Direction
The ribose sugar in the sugar-phosphate backbone of DNA contains five carbons, so biologists refer to the two directions along a DNA strand as 5' and 3'. The 5' end of the DNA strand has a phosphate group, while the 3' end has a hydroxyl group. DNA replication always goes in the 5' to 3' direction. If you draw the strand on a piece of paper with the 5' end at the top, regardless of where you start, replication along that strand would travel toward the bottom.
Antiparallel
The two strands in a DNA molecule are antiparallel; if you travel 5' to 3' along one strand, you are traveling 3' to 5' along the other. The 5' to 3' direction along one strand is the opposite of the 5' to 3' direction in the other. This feature makes replication somewhat more complicated, because replication occurs at sites called replication forks. Since DNA replication can only proceed in the 5' to 3' direction, at each replication fork, replication must proceed toward the fork along one strand and away from it along the other.
Replication Forks
Replication begins at sites called origins of replication where the DNA strands unwind, creating a "replication bubble." The two points at either end of the bubble are called replication forks and these spread outward as replication progresses. At each replication fork, replication or copying of the DNA along one strand is continuous, because that strand is exposed in the 5' to 3' direction.
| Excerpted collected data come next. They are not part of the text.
PR #7949, opened 2026-04-02
fix(gax): abort stalled REST fallback fetches

akshatbaranwal:
## Summary
- treat the second REST fallback stub argument as metadata headers and the third as call options
- wire `deadline` to an actual abort timer for REST fallback fetches
- make server-stream `cancel()` abort the underlying fetch instead of only the parser-owned controller
- add regression coverage for unary deadline abort, server-stream deadline abort, and server-stream cancel

## Why
In REST fallback mode, server-streaming reads can silently stall after fetch dispatch but before the first response byte. Before this change:
- the generic timeout wrapper populated the third argument, but the fallback stub only read the second
- server-stream `cancel()` aborted the parser-owned controller, not the fetch-owned controller

That combination leaves stalled REST fallback fetches effectively unbounded and uncancellable.

## Testing
- `cd core/packages/gax && npm run compile`
- `cd core/packages/gax && npx mocha build/test/unit/grpc-fallback.js`


quirogas:
Closing this PR as it hasn't seen any activity in a while.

This strand is called the leading strand. The other strand must be replicated in a direction running away from the replication fork and this strand is called the lagging strand.
Okazaki Fragments
The lagging strand is replicated in short discontinuous fragments called Okazaki fragments. Each is synthesized beginning with a short piece of RNA whose formation is catalyzed by an enzyme called RNA primase. A DNA polymerase enzyme later replaces the RNA primer with DNA and an enzyme called ligase joins the fragments together. Synthesis along the leading strand, by contrast, is much simpler; the DNA polymerase can follow behind the replication fork and add more nucleotides to make a continuous strand.